Dataset excerpts:
......

PR #12494, opened 2018-01-15
Run country fixtures if country changed in the company

rohitwaghchaure:


erpnext/setup/doctype/company/company.py
```diff
@@ -80,9 +81,12 @@ def on_update(self):
 		if not frappe.db.sql("""select name from tabAccount
 				where company=%s and docstatus<2 limit 1""", self.name):
 			if not frappe.local.flags.ignore_chart_of_accounts:
+				frappe.flags.country_change = True
 				self.create_default_accounts()
 				self.create_default_warehouses()
-				install_country_fixtures(self.name)
+
+		if frappe.flags.country_change:
+			install_country_fixtures(self.name)
```
tundebabzy: Can we have a default fixture for countries that are ok with defaults? If I change from Nigeria to India, I get India specific fields. If I change back to Nigeria, India Specific fields are still there. If I change once again to Saudi Arabia, I now have India and Saudi Arabia fields

### Nigeria
screenshot-2018-1-15 new sales invoice 1 - new sales invoice 1

### Switched to India
screenshot-2018-1-15 new sales invoice 1 - new sales invoice 1 1

### Back to Nigeria
screenshot-2018-1-15 new sales invoice 1 - new sales invoice 1 1

### Switched to Saudi Arabia
screenshot-2018-1-15 new sales invoice 1 - new sales invoice 1 2

tundebabzy (changes requested):

erpnext/setup/doctype/company/company.py
rmehta: I think we should not delete fields, maybe there should be a page where you can check which countries' you want to setup.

......

Your instructions:
Would you copy, word for word, only the lines from the start of the listing to the one that contains "### Switched to Saudi Arabia", both included?

Output below:
PR #12494, opened 2018-01-15
Run country fixtures if country changed in the company

rohitwaghchaure:


erpnext/setup/doctype/company/company.py
```diff
@@ -80,9 +81,12 @@ def on_update(self):
 		if not frappe.db.sql("""select name from tabAccount
 				where company=%s and docstatus<2 limit 1""", self.name):
 			if not frappe.local.flags.ignore_chart_of_accounts:
+				frappe.flags.country_change = True
 				self.create_default_accounts()
 				self.create_default_warehouses()
-				install_country_fixtures(self.name)
+
+		if frappe.flags.country_change:
+			install_country_fixtures(self.name)
```
tundebabzy: Can we have a default fixture for countries that are ok with defaults? If I change from Nigeria to India, I get India specific fields. If I change back to Nigeria, India Specific fields are still there. If I change once again to Saudi Arabia, I now have India and Saudi Arabia fields

### Nigeria
screenshot-2018-1-15 new sales invoice 1 - new sales invoice 1

### Switched to India
screenshot-2018-1-15 new sales invoice 1 - new sales invoice 1 1

### Back to Nigeria
screenshot-2018-1-15 new sales invoice 1 - new sales invoice 1 1

### Switched to Saudi Arabia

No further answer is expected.